*** Opening of Data supplied ***

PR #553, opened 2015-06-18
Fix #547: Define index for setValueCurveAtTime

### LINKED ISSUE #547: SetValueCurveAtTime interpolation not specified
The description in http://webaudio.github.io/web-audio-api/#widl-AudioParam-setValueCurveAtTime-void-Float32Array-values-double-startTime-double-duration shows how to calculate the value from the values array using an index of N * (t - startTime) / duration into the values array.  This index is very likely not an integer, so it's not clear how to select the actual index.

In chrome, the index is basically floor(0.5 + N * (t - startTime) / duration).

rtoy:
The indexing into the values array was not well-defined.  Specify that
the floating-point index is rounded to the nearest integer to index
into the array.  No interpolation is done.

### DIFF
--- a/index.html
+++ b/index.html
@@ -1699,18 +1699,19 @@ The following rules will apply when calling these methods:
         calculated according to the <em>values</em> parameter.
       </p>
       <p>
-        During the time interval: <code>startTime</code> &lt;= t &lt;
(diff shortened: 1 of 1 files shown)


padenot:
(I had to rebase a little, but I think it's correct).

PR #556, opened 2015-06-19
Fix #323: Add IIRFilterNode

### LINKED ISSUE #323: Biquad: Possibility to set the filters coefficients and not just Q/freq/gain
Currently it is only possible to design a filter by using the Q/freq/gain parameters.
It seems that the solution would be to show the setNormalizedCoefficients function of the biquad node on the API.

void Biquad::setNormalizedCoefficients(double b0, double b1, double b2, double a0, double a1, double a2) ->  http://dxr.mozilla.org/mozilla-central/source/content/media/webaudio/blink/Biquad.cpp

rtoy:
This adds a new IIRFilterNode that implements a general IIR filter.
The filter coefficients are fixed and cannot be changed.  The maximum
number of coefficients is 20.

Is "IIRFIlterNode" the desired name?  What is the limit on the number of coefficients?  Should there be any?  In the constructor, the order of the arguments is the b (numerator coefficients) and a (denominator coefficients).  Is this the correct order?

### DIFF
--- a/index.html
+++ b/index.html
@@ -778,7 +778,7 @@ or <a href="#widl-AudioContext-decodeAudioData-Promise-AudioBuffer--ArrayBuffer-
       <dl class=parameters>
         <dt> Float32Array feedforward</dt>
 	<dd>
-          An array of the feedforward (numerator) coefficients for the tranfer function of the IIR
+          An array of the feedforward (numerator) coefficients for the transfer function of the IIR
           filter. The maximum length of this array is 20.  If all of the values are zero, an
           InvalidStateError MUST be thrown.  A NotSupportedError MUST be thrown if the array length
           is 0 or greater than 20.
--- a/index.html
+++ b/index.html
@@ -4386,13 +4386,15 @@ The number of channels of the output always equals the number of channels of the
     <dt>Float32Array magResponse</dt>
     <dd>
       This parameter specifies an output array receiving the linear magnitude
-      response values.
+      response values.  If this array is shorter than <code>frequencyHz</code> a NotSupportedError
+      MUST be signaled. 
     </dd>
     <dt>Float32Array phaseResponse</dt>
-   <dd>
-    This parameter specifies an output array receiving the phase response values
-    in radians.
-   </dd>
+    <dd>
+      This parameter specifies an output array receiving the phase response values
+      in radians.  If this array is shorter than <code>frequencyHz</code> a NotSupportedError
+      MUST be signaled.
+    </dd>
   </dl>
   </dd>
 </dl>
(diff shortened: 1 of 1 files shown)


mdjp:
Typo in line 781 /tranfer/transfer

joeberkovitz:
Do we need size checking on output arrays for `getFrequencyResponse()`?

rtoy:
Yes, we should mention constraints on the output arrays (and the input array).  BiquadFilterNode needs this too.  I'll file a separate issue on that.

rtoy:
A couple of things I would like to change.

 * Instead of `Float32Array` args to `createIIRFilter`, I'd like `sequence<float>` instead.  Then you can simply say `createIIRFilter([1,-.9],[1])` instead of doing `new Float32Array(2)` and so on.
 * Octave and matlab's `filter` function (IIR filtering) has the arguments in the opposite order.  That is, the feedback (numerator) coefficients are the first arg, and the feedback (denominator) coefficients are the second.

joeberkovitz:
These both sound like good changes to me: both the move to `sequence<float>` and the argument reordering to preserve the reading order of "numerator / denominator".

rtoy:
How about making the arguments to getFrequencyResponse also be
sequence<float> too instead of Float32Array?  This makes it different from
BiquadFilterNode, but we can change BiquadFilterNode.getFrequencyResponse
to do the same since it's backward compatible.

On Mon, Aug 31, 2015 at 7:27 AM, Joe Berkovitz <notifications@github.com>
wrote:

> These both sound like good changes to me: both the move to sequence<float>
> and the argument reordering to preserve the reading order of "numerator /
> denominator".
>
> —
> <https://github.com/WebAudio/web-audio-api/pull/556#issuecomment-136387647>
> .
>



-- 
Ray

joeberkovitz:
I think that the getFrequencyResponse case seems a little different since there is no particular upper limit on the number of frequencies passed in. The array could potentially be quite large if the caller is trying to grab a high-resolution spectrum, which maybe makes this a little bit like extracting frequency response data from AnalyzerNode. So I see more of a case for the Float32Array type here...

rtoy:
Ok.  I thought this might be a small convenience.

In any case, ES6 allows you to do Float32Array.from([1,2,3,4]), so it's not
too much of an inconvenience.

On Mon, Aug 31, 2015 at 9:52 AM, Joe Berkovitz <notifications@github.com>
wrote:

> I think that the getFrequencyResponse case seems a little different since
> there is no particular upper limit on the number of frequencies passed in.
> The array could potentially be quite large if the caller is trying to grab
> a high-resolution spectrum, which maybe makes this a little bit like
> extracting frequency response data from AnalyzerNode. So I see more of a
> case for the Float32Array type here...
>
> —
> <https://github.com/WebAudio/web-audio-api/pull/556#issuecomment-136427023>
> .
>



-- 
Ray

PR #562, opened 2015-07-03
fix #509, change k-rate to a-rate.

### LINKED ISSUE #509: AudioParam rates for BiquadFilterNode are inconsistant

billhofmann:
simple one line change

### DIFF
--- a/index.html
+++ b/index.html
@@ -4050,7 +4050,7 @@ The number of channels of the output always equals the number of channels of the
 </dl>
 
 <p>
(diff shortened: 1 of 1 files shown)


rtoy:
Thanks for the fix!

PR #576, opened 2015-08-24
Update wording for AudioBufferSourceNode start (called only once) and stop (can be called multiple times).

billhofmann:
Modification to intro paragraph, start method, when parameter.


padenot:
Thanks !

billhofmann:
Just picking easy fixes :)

*** Close of Data supplied ***

* _What is required_: Copy the entries exactly as they appear.

* _Task answer_:
PR #553, opened 2015-06-18
Fix #547: Define index for setValueCurveAtTime

### LINKED ISSUE #547: SetValueCurveAtTime interpolation not specified
The description in http://webaudio.github.io/web-audio-api/#widl-AudioParam-setValueCurveAtTime-void-Float32Array-values-double-startTime-double-duration shows how to calculate the value from the values array using an index of N * (t - startTime) / duration into the values array.  This index is very likely not an integer, so it's not clear how to select the actual index.

In chrome, the index is basically floor(0.5 + N * (t - startTime) / duration).

rtoy:
The indexing into the values array was not well-defined.  Specify that
the floating-point index is rounded to the nearest integer to index
into the array.  No interpolation is done.

### DIFF
--- a/index.html
+++ b/index.html
@@ -1699,18 +1699,19 @@ The following rules will apply when calling these methods:
         calculated according to the <em>values</em> parameter.
       </p>
       <p>
-        During the time interval: <code>startTime</code> &lt;= t &lt;
(diff shortened: 1 of 1 files shown)


padenot:
(I had to rebase a little, but I think it's correct).

PR #556, opened 2015-06-19
Fix #323: Add IIRFilterNode

### LINKED ISSUE #323: Biquad: Possibility to set the filters coefficients and not just Q/freq/gain
Currently it is only possible to design a filter by using the Q/freq/gain parameters.
It seems that the solution would be to show the setNormalizedCoefficients function of the biquad node on the API.

void Biquad::setNormalizedCoefficients(double b0, double b1, double b2, double a0, double a1, double a2) ->  http://dxr.mozilla.org/mozilla-central/source/content/media/webaudio/blink/Biquad.cpp

rtoy:
This adds a new IIRFilterNode that implements a general IIR filter.
The filter coefficients are fixed and cannot be changed.  The maximum
number of coefficients is 20.

Is "IIRFIlterNode" the desired name?  What is the limit on the number of coefficients?  Should there be any?  In the constructor, the order of the arguments is the b (numerator coefficients) and a (denominator coefficients).  Is this the correct order?

### DIFF
--- a/index.html
+++ b/index.html
@@ -778,7 +778,7 @@ or <a href="#widl-AudioContext-decodeAudioData-Promise-AudioBuffer--ArrayBuffer-
       <dl class=parameters>
         <dt> Float32Array feedforward</dt>
 	<dd>
-          An array of the feedforward (numerator) coefficients for the tranfer function of the IIR
+          An array of the feedforward (numerator) coefficients for the transfer function of the IIR
           filter. The maximum length of this array is 20.  If all of the values are zero, an
           InvalidStateError MUST be thrown.  A NotSupportedError MUST be thrown if the array length
           is 0 or greater than 20.
--- a/index.html
+++ b/index.html
@@ -4386,13 +4386,15 @@ The number of channels of the output always equals the number of channels of the
     <dt>Float32Array magResponse</dt>
     <dd>
       This parameter specifies an output array receiving the linear magnitude
-      response values.
+      response values.  If this array is shorter than <code>frequencyHz</code> a NotSupportedError
+      MUST be signaled. 
     </dd>
     <dt>Float32Array phaseResponse</dt>
-   <dd>
-    This parameter specifies an output array receiving the phase response values
-    in radians.
-   </dd>
+    <dd>
+      This parameter specifies an output array receiving the phase response values
+      in radians.  If this array is shorter than <code>frequencyHz</code> a NotSupportedError
+      MUST be signaled.
+    </dd>
   </dl>
   </dd>
 </dl>
(diff shortened: 1 of 1 files shown)


mdjp:
Typo in line 781 /tranfer/transfer

joeberkovitz:
Do we need size checking on output arrays for `getFrequencyResponse()`?

rtoy:
Yes, we should mention constraints on the output arrays (and the input array).  BiquadFilterNode needs this too.  I'll file a separate issue on that.

rtoy:
A couple of things I would like to change.

 * Instead of `Float32Array` args to `createIIRFilter`, I'd like `sequence<float>` instead.  Then you can simply say `createIIRFilter([1,-.9],[1])` instead of doing `new Float32Array(2)` and so on.
 * Octave and matlab's `filter` function (IIR filtering) has the arguments in the opposite order.  That is, the feedback (numerator) coefficients are the first arg, and the feedback (denominator) coefficients are the second.

joeberkovitz:
These both sound like good changes to me: both the move to `sequence<float>` and the argument reordering to preserve the reading order of "numerator / denominator".

rtoy:
How about making the arguments to getFrequencyResponse also be
sequence<float> too instead of Float32Array?  This makes it different from
BiquadFilterNode, but we can change BiquadFilterNode.getFrequencyResponse
to do the same since it's backward compatible.

On Mon, Aug 31, 2015 at 7:27 AM, Joe Berkovitz <notifications@github.com>
wrote:

> These both sound like good changes to me: both the move to sequence<float>
> and the argument reordering to preserve the reading order of "numerator /
> denominator".
>
> —
> <https://github.com/WebAudio/web-audio-api/pull/556#issuecomment-136387647>
> .
>



-- 
Ray

joeberkovitz:
I think that the getFrequencyResponse case seems a little different since there is no particular upper limit on the number of frequencies passed in. The array could potentially be quite large if the caller is trying to grab a high-resolution spectrum, which maybe makes this a little bit like extracting frequency response data from AnalyzerNode. So I see more of a case for the Float32Array type here...

rtoy:
Ok.  I thought this might be a small convenience.

In any case, ES6 allows you to do Float32Array.from([1,2,3,4]), so it's not
too much of an inconvenience.

On Mon, Aug 31, 2015 at 9:52 AM, Joe Berkovitz <notifications@github.com>
wrote:

> I think that the getFrequencyResponse case seems a little different since
> there is no particular upper limit on the number of frequencies passed in.
> The array could potentially be quite large if the caller is trying to grab
> a high-resolution spectrum, which maybe makes this a little bit like
> extracting frequency response data from AnalyzerNode. So I see more of a
> case for the Float32Array type here...
>
> —
> <https://github.com/WebAudio/web-audio-api/pull/556#issuecomment-136427023>
> .
>



-- 
Ray

PR #562, opened 2015-07-03
fix #509, change k-rate to a-rate.

### LINKED ISSUE #509: AudioParam rates for BiquadFilterNode are inconsistant

billhofmann:
simple one line change

### DIFF
--- a/index.html
+++ b/index.html
@@ -4050,7 +4050,7 @@ The number of channels of the output always equals the number of channels of the
 </dl>
 
 <p>
(diff shortened: 1 of 1 files shown)


rtoy:
Thanks for the fix!

PR #576, opened 2015-08-24
Update wording for AudioBufferSourceNode start (called only once) and stop (can be called multiple times).

billhofmann:
Modification to intro paragraph, start method, when parameter.


padenot:
Thanks !

billhofmann:
Just picking easy fixes :)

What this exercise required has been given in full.